**What you need to do:**
Exactly the lines from the start of the data through the line containing "setTargetDAGCombine(ISD::SIGN_EXTEND_INREG);" should be output, with both ends kept and nothing added.

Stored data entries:
== Segment start ==
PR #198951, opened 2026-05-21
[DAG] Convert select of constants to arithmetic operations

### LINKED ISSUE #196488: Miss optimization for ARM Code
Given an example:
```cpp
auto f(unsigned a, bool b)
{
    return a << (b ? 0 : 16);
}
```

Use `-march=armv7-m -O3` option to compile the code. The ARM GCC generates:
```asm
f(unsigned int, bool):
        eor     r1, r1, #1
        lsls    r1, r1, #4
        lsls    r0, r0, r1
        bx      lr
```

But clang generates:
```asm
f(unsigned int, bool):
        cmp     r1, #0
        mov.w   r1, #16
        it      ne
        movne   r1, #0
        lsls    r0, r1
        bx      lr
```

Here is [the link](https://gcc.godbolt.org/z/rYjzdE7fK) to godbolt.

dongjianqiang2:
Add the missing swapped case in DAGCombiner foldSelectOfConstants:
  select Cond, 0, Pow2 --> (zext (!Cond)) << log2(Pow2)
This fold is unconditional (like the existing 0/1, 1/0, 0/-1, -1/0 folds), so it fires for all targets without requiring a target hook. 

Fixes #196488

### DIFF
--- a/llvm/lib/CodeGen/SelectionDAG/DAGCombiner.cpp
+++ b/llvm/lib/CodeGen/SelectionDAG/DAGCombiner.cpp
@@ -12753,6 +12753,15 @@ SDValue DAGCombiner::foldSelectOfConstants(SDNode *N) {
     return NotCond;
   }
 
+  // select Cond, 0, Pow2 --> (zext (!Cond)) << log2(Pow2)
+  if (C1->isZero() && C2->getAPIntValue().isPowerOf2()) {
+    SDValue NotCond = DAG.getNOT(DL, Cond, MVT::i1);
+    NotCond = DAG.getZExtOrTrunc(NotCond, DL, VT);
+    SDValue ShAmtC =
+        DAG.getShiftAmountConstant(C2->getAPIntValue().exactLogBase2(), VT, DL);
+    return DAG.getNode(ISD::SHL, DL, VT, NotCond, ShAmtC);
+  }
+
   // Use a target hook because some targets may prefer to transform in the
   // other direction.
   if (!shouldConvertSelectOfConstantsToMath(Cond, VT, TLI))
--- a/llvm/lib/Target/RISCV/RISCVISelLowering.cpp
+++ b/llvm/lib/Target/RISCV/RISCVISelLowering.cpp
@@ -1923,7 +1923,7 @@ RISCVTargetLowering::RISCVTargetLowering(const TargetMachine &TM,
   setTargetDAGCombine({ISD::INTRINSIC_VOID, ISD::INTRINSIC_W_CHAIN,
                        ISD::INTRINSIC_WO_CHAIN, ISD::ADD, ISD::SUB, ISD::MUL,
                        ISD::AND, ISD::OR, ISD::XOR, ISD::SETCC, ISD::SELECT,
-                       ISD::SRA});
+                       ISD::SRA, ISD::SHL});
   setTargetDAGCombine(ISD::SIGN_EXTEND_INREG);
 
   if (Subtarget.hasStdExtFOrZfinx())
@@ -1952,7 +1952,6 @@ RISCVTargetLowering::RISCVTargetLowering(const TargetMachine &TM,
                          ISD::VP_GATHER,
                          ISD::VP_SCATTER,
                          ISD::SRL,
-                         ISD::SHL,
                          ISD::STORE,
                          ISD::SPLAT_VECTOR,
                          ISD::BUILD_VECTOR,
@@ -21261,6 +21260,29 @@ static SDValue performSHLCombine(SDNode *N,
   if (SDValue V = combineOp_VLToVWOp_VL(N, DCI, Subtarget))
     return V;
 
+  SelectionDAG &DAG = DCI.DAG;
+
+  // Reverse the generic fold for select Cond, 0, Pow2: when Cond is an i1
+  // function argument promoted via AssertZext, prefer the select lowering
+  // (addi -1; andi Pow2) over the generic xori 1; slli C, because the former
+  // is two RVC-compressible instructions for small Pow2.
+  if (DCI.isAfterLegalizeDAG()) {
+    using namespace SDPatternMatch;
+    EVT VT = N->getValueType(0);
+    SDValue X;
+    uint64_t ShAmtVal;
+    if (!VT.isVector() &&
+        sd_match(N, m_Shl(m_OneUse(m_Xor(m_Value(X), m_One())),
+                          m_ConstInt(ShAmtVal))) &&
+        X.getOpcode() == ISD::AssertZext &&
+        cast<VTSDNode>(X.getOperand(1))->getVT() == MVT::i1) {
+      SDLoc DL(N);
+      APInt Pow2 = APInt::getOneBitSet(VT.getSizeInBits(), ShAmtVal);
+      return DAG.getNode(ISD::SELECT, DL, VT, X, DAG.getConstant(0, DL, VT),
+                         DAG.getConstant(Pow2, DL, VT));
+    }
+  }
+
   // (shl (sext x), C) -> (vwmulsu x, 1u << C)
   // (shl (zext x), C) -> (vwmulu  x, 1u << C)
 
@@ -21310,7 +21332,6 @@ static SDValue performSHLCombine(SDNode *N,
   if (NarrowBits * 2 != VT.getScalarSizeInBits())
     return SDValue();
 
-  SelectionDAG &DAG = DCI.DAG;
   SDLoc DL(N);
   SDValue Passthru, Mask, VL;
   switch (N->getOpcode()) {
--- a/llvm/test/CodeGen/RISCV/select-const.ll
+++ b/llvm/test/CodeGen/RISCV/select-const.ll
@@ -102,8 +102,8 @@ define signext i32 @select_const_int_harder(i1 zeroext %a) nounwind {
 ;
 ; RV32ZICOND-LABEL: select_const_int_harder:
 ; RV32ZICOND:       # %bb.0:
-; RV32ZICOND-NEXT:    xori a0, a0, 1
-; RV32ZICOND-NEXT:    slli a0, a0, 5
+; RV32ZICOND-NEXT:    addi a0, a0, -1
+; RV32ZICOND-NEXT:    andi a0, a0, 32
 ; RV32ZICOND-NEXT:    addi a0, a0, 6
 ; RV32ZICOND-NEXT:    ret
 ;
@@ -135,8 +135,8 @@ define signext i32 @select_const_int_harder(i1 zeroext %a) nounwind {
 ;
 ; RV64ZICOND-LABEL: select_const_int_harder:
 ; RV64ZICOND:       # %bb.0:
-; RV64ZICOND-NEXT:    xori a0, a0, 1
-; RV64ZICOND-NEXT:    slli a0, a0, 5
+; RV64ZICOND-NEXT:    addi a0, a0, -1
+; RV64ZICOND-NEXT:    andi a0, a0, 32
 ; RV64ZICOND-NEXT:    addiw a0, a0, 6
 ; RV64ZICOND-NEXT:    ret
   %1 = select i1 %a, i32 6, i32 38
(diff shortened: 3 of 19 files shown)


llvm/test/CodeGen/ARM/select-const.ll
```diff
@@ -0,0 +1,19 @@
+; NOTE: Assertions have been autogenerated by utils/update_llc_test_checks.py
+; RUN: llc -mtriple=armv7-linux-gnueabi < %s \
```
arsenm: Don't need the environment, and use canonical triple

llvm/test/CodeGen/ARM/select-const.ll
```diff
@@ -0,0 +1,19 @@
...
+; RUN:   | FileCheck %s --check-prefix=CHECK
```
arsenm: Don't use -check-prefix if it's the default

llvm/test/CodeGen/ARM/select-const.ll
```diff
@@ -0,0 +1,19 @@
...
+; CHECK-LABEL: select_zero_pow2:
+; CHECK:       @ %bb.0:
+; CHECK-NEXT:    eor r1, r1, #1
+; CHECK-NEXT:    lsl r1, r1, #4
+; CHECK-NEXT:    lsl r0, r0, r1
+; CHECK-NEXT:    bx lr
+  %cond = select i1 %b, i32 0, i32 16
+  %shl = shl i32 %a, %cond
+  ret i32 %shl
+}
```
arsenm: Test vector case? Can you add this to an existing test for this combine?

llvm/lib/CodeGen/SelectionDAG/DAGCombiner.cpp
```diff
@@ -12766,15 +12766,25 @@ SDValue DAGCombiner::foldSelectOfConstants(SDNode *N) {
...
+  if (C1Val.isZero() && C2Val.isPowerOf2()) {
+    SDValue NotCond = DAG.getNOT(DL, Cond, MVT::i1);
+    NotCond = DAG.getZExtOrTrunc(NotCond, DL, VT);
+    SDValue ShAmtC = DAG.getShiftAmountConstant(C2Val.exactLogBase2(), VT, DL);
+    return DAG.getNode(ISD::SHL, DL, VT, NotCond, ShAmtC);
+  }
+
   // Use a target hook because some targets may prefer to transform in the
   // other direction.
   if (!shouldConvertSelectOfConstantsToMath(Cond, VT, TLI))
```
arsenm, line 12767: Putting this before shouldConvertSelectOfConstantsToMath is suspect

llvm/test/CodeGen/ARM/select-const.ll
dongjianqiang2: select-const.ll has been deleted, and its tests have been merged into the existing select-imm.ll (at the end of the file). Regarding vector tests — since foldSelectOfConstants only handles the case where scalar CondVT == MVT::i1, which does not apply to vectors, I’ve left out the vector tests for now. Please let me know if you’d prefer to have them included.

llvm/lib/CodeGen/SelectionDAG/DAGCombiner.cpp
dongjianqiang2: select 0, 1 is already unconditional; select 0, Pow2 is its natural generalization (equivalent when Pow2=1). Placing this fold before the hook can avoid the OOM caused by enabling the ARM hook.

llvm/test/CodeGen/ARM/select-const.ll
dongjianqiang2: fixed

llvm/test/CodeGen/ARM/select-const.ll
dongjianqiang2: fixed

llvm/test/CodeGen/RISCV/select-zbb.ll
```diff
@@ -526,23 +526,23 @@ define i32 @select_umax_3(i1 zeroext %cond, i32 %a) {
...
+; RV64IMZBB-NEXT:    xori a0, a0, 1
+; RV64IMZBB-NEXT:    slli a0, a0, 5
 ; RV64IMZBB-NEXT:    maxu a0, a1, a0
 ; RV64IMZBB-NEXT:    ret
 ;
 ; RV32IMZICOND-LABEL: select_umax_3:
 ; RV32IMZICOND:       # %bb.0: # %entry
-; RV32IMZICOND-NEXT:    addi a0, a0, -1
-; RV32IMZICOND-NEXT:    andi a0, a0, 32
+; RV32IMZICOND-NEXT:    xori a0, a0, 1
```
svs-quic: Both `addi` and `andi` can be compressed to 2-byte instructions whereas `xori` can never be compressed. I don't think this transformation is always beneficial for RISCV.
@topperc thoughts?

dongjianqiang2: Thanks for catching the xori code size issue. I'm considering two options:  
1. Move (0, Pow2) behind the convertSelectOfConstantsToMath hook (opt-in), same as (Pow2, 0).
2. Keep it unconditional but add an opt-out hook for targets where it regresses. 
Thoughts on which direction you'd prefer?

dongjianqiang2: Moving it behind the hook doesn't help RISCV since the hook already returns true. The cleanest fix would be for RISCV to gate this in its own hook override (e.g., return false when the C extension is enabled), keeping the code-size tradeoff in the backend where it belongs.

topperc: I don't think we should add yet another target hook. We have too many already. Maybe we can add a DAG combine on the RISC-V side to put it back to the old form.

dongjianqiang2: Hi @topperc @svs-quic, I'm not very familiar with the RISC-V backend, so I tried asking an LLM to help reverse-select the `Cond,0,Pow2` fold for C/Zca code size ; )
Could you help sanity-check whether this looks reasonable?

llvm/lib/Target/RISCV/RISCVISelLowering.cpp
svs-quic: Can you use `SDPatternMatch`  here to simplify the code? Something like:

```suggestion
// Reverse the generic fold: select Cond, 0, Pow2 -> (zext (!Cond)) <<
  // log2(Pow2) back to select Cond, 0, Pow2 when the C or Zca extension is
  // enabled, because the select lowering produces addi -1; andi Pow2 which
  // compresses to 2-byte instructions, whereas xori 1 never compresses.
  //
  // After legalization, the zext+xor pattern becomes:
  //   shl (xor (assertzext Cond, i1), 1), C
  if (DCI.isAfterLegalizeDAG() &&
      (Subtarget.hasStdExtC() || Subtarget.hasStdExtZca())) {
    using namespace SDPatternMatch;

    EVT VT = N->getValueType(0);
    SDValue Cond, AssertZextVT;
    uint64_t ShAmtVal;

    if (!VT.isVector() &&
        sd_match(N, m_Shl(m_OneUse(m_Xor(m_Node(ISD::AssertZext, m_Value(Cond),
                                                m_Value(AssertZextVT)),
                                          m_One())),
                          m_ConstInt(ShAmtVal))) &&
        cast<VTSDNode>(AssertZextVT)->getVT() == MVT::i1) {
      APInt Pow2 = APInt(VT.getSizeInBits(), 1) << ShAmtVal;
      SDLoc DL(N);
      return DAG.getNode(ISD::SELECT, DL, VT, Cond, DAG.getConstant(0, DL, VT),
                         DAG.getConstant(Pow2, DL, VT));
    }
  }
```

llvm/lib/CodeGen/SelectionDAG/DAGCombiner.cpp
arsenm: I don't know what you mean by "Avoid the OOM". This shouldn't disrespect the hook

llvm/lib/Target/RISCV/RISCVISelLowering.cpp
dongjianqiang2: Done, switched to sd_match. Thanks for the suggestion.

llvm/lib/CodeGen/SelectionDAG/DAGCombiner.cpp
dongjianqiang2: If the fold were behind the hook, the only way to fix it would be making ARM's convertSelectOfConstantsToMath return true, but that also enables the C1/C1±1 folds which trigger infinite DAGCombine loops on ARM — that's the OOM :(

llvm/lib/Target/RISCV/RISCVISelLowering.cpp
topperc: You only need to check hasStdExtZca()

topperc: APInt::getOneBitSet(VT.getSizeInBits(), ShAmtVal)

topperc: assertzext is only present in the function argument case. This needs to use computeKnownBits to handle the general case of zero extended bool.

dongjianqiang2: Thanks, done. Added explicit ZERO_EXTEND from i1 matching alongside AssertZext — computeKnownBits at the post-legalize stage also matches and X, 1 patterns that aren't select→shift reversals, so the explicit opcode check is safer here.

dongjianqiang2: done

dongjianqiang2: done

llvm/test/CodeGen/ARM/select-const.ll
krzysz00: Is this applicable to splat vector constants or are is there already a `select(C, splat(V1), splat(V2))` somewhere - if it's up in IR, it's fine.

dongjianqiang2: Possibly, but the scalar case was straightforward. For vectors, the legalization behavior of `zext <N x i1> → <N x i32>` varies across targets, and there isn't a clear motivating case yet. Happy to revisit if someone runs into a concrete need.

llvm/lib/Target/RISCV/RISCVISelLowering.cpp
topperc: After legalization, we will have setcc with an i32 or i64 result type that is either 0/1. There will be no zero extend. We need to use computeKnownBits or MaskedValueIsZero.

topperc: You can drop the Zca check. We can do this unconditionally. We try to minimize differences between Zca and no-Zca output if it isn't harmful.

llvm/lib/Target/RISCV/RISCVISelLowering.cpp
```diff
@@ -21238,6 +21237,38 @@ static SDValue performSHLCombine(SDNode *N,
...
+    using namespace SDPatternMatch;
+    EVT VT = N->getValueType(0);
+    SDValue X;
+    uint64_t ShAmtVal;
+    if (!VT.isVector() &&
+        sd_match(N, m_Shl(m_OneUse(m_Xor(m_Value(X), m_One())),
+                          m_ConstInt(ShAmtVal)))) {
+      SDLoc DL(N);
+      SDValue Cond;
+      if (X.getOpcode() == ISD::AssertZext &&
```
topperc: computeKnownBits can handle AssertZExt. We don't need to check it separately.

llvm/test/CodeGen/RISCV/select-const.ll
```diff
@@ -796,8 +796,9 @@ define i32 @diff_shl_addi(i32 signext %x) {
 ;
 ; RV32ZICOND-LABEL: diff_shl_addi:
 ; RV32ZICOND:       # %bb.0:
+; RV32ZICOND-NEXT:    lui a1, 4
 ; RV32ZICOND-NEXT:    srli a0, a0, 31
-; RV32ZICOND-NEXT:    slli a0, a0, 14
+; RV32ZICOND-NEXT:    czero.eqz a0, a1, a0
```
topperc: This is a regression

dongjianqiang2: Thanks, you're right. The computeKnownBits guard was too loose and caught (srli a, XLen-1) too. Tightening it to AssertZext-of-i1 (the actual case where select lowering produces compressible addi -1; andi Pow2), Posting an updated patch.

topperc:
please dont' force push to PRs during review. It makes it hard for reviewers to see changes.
== Segment end ==
**Exercise result:**
PR #198951, opened 2026-05-21
[DAG] Convert select of constants to arithmetic operations

### LINKED ISSUE #196488: Miss optimization for ARM Code
Given an example:
```cpp
auto f(unsigned a, bool b)
{
    return a << (b ? 0 : 16);
}
```

Use `-march=armv7-m -O3` option to compile the code. The ARM GCC generates:
```asm
f(unsigned int, bool):
        eor     r1, r1, #1
        lsls    r1, r1, #4
        lsls    r0, r0, r1
        bx      lr
```

But clang generates:
```asm
f(unsigned int, bool):
        cmp     r1, #0
        mov.w   r1, #16
        it      ne
        movne   r1, #0
        lsls    r0, r1
        bx      lr
```

Here is [the link](https://gcc.godbolt.org/z/rYjzdE7fK) to godbolt.

dongjianqiang2:
Add the missing swapped case in DAGCombiner foldSelectOfConstants:
  select Cond, 0, Pow2 --> (zext (!Cond)) << log2(Pow2)
This fold is unconditional (like the existing 0/1, 1/0, 0/-1, -1/0 folds), so it fires for all targets without requiring a target hook. 

Fixes #196488

### DIFF
--- a/llvm/lib/CodeGen/SelectionDAG/DAGCombiner.cpp
+++ b/llvm/lib/CodeGen/SelectionDAG/DAGCombiner.cpp
@@ -12753,6 +12753,15 @@ SDValue DAGCombiner::foldSelectOfConstants(SDNode *N) {
     return NotCond;
   }
 
+  // select Cond, 0, Pow2 --> (zext (!Cond)) << log2(Pow2)
+  if (C1->isZero() && C2->getAPIntValue().isPowerOf2()) {
+    SDValue NotCond = DAG.getNOT(DL, Cond, MVT::i1);
+    NotCond = DAG.getZExtOrTrunc(NotCond, DL, VT);
+    SDValue ShAmtC =
+        DAG.getShiftAmountConstant(C2->getAPIntValue().exactLogBase2(), VT, DL);
+    return DAG.getNode(ISD::SHL, DL, VT, NotCond, ShAmtC);
+  }
+
   // Use a target hook because some targets may prefer to transform in the
   // other direction.
   if (!shouldConvertSelectOfConstantsToMath(Cond, VT, TLI))
--- a/llvm/lib/Target/RISCV/RISCVISelLowering.cpp
+++ b/llvm/lib/Target/RISCV/RISCVISelLowering.cpp
@@ -1923,7 +1923,7 @@ RISCVTargetLowering::RISCVTargetLowering(const TargetMachine &TM,
   setTargetDAGCombine({ISD::INTRINSIC_VOID, ISD::INTRINSIC_W_CHAIN,
                        ISD::INTRINSIC_WO_CHAIN, ISD::ADD, ISD::SUB, ISD::MUL,
                        ISD::AND, ISD::OR, ISD::XOR, ISD::SETCC, ISD::SELECT,
-                       ISD::SRA});
+                       ISD::SRA, ISD::SHL});
   setTargetDAGCombine(ISD::SIGN_EXTEND_INREG);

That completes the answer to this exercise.